Et quand l’orc rouge s’était finalement redressé, il me regarda fixement pour la première fois. Il pouvait maintenant me voir telle que j’étais : pas comme un repas, mais comme un ennemi.
Trop tard, mon grand. J’avais abattu la massue sur l’orc rouge, qui bloqua le coup comme je l’avais fait, comme s’il pensait pouvoir se battre à moitié aussi bien que moi. J’avais pulvérisé son bras pour la peine. Mais ça, c’était pour le papa ours.
L’orc rouge poussa un cri étranglé. Combien de fois avait-il fait ça aux autres ? Ça devait être assez différent pour celui qui le recevait.
L’orc rouge fit demi-tour et s’enfuit, je suppose qu’il pensait encore que c’était une option.
Non. J’avais fait sortir un mur de la terre avec de la magie, fermant sa route de fuite. Nous étions à la toute fin, et l’orc rouge me regardait avec peur. Il n’avait même pas l’intention de se défendre, un peu comme les petits oursons qu’il voulait laisser seuls et affamés.
Dommage.

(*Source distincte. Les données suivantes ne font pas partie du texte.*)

PR #418, opened 2025-03-13
DBaaS: Add Valkey

simisoft-exo:


pkg/resources/database/resource_valkey.go
```diff
@@ -0,0 +1,294 @@
...
+		data.Name.ValueString(),
+		service,
+	)
+
+	if err != nil {
+		diagnostics.AddError("Client Error", fmt.Sprintf("Unable to create database service valkey, got error: %s", err))
+		return
+	}
+
+	r.readValkey(ctx, data, diagnostics)
```
kobajagi: This needs to be replaced with something similar to [this](https://github.com/exoscale/terraform-provider-exoscale/blob/master/pkg/resources/database/resource_pg.go#L204).

Instead of refreshing the whole resource, after create you should only refresh values that are:
- computed + not optional;
- computed + optional + not defined in the plan (`IsUnknown()==true`).

All attributes defined in plan must have keep values from the plan.

simisoft-exo: fixed in: https://github.com/exoscale/terraform-provider-exoscale/pull/418/commits/30b5a63a87273017a00ce05a08d310976798672f

kobajagi (approved):

kobajagi:
Looks good!
Just remember to update `CHANGELOG.md` before merging.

Faire du mal à ces ours lui avait valu une fin digne d’un grizzly : j’avais utilisé un couteau à ours pour envoyer sa tête dans le champ de fleurs, et ce fut tout.
Au moment où je m’étais retournée, je vis mes ours qui finissaient d’anéantir les orcs. Je m’étais approchée des ours effondrés, j’avais utilisé la magie de guérison sur eux, et… OK, merci, mon Dieu, ils allaient s’en sortir. Les ours s’étaient relevés et me firent un câlin comme pour me remercier.
« Hey, alors… les humains ? Si vous les voyez ramasser du miel, pourriez-vous… ne pas les manger ? », avais-je dit prudemment
Je savais qu’ils ne seraient pas capables de me comprendre, mais j’avais fini par le demander quand même. La grenouillère ours ne pourrait-elle pas être dotée d’une capacité de parole d’ours ou quelque chose comme ça ?
Pendant que je pensais à cela, Kumayuru et Kumakyu s’étaient dirigés vers les ours et avaient commencé à avoir ce qui semblait être une autre longue conversation (est-ce le bon mot ?) avec eux. Les ours m’avaient alors contournée et avaient commencé à me pousser vers… vers l’arbre à abeilles ?
« Vous me dites d’aller cueillir du miel ? »
« Cwoom », dit Kumayuru.
Dans ce cas… et bien qu’il y avait des abeilles qui bourdonnaient autour, aucune d’entre elles ne m’avait attaquée. J’avais sorti un pot de ma boîte à ours et j’avais commencé à récolter le miel avec précaution.